:: REQUIRED ACTION ::
From the line that contains "As explained in" to the final line of the entries, return every line exactly and leave out all others.

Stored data
-- Opening Marker --

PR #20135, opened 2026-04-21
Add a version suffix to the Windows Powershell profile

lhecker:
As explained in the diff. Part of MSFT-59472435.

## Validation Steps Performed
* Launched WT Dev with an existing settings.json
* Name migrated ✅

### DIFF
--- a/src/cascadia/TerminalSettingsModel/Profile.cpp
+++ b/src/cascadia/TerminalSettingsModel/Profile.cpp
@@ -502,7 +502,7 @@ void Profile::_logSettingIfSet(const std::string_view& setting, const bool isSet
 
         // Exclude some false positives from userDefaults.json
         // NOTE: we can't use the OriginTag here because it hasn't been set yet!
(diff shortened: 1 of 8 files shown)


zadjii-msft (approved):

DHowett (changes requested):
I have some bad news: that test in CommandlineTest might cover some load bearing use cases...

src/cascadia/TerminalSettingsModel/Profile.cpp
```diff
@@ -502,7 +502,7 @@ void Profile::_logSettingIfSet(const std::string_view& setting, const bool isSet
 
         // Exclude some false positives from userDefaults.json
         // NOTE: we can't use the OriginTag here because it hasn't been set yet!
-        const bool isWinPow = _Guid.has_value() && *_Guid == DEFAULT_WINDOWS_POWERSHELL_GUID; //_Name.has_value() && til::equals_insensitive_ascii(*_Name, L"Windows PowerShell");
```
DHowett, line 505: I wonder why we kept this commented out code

-- Closing Marker --

:: TASK RESPONSE ::
As explained in the diff. Part of MSFT-59472435.

## Validation Steps Performed
* Launched WT Dev with an existing settings.json
* Name migrated ✅

### DIFF
--- a/src/cascadia/TerminalSettingsModel/Profile.cpp
+++ b/src/cascadia/TerminalSettingsModel/Profile.cpp
@@ -502,7 +502,7 @@ void Profile::_logSettingIfSet(const std::string_view& setting, const bool isSet
 
         // Exclude some false positives from userDefaults.json
         // NOTE: we can't use the OriginTag here because it hasn't been set yet!
(diff shortened: 1 of 8 files shown)


zadjii-msft (approved):

DHowett (changes requested):
I have some bad news: that test in CommandlineTest might cover some load bearing use cases...

src/cascadia/TerminalSettingsModel/Profile.cpp
```diff
@@ -502,7 +502,7 @@ void Profile::_logSettingIfSet(const std::string_view& setting, const bool isSet
 
         // Exclude some false positives from userDefaults.json
         // NOTE: we can't use the OriginTag here because it hasn't been set yet!
-        const bool isWinPow = _Guid.has_value() && *_Guid == DEFAULT_WINDOWS_POWERSHELL_GUID; //_Name.has_value() && til::equals_insensitive_ascii(*_Name, L"Windows PowerShell");
```
DHowett, line 505: I wonder why we kept this commented out code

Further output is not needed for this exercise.